Check each line below for the word "both". How many have it? Answer with the number only.

━━ Provided entries

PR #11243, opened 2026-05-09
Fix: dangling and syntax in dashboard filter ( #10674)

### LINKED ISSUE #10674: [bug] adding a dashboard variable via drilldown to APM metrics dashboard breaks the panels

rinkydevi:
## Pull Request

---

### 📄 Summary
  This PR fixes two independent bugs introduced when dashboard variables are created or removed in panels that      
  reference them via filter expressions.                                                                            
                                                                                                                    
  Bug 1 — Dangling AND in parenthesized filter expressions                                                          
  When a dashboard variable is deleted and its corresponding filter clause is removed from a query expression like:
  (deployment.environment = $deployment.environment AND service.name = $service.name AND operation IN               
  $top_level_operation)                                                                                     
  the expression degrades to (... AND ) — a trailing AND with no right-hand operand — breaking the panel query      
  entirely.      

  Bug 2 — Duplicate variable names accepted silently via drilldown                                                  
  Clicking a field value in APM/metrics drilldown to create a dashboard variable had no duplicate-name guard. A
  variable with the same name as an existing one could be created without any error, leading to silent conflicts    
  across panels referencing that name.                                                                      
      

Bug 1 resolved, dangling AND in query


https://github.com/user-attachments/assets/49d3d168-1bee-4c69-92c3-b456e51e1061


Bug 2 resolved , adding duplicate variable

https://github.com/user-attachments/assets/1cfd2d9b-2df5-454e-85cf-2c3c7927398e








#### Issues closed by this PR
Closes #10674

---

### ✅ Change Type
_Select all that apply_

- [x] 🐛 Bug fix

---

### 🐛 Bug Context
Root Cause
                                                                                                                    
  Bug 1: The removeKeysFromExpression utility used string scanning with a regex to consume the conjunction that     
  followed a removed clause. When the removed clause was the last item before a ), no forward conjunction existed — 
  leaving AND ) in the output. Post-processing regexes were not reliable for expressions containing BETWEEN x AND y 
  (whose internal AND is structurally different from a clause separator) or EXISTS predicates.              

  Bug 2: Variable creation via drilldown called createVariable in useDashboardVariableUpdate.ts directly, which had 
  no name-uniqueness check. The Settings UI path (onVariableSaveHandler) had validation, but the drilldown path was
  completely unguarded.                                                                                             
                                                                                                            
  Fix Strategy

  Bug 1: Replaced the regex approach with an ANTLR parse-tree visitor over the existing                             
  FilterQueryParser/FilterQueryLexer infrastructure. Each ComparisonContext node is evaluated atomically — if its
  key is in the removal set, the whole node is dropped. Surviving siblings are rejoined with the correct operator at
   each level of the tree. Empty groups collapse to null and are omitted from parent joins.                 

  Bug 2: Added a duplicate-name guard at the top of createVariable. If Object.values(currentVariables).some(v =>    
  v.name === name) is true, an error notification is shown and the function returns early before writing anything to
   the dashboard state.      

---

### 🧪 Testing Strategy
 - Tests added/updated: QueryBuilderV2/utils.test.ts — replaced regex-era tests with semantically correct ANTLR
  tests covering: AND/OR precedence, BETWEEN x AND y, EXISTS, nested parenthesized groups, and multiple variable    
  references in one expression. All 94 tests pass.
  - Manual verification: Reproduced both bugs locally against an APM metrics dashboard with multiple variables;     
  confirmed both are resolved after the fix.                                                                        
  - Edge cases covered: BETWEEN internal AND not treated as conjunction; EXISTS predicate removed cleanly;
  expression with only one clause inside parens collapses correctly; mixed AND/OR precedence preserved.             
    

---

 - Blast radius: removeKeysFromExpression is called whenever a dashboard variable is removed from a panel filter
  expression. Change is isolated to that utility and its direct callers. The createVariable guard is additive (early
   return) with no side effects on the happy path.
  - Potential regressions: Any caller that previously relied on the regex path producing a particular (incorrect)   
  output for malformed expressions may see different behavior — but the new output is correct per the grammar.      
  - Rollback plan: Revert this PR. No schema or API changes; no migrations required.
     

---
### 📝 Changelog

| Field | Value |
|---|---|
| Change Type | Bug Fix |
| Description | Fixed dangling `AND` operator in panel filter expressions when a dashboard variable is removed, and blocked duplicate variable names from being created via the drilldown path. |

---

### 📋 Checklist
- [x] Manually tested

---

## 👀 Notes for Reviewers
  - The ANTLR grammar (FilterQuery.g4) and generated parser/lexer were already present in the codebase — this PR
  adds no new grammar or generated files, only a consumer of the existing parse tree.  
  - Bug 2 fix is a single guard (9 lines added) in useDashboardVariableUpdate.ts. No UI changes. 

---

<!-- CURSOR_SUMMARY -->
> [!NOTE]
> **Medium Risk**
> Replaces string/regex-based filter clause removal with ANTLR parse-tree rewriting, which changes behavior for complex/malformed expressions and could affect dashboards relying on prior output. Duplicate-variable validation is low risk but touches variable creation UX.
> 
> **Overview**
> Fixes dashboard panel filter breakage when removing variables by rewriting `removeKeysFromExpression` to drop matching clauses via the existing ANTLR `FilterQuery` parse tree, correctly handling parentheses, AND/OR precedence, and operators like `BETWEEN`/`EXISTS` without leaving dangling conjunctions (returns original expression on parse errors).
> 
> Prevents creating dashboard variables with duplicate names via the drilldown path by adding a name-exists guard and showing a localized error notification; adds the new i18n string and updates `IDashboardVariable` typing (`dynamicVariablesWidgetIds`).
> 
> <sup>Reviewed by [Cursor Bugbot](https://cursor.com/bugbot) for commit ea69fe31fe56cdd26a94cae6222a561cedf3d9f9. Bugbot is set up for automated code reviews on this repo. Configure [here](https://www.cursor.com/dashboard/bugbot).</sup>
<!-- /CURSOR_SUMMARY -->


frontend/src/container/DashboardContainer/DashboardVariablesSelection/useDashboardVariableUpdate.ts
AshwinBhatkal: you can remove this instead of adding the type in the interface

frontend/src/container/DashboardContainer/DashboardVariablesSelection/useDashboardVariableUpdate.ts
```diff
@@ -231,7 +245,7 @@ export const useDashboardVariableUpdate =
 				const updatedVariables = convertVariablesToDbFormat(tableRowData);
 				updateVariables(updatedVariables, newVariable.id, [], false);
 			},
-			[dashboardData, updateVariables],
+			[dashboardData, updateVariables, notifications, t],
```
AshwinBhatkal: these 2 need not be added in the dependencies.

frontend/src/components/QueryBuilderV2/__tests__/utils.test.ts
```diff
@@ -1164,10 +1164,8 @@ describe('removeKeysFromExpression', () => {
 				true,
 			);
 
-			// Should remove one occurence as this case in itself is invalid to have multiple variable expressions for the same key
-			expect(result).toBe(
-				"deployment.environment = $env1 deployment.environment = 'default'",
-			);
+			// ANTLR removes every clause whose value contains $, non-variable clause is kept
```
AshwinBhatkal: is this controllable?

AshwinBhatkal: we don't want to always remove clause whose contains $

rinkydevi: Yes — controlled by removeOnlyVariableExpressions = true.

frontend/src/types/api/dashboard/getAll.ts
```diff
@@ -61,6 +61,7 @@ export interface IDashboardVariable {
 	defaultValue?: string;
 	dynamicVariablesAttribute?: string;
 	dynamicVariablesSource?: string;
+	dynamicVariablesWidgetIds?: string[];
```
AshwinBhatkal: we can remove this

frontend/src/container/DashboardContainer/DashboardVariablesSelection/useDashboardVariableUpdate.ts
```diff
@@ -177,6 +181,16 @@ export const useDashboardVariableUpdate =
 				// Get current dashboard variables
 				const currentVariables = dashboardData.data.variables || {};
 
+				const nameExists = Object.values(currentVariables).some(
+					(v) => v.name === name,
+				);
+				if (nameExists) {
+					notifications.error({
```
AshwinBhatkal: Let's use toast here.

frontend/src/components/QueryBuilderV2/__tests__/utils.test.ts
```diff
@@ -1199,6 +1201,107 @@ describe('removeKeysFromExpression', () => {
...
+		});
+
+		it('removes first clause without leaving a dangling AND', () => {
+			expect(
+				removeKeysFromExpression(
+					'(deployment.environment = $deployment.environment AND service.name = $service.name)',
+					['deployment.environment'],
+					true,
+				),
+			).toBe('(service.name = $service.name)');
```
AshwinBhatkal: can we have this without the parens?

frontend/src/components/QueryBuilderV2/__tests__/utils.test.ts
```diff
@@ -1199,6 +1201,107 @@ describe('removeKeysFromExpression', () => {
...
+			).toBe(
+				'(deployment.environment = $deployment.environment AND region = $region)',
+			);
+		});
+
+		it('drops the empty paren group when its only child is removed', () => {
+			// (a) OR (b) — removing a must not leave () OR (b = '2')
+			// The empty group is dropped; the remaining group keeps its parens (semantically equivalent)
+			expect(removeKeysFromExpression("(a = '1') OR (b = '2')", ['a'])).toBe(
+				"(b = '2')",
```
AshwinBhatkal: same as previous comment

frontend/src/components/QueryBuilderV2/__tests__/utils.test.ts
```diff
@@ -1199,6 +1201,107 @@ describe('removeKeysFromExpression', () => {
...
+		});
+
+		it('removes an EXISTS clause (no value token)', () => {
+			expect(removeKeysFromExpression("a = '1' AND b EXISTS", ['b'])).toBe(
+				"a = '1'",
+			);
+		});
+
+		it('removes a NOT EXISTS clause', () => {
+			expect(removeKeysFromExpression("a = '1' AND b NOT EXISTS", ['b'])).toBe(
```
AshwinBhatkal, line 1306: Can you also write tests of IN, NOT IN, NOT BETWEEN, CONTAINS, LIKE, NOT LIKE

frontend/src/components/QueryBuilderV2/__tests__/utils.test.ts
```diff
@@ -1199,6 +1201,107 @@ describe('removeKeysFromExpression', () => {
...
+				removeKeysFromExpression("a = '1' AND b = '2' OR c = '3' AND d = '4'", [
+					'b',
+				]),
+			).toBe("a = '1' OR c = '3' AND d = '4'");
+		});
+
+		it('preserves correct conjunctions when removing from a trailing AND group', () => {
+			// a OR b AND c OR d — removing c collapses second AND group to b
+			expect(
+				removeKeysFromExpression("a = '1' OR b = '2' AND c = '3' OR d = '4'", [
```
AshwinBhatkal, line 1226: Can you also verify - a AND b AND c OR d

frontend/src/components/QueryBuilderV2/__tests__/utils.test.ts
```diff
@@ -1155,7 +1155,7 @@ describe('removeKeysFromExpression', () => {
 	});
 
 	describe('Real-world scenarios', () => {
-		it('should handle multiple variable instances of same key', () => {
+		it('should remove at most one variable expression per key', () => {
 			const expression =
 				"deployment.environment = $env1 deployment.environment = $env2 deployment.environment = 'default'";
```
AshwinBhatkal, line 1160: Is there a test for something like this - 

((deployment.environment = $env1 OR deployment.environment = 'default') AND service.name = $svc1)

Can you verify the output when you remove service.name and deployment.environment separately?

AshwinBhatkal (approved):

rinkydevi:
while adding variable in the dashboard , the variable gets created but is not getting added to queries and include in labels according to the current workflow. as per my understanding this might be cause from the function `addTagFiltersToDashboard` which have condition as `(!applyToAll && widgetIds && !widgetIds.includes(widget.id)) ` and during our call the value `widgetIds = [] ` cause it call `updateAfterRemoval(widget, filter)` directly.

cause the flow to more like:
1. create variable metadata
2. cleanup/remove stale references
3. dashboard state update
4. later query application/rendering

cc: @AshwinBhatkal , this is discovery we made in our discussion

━━━━

* [Answer section]:
2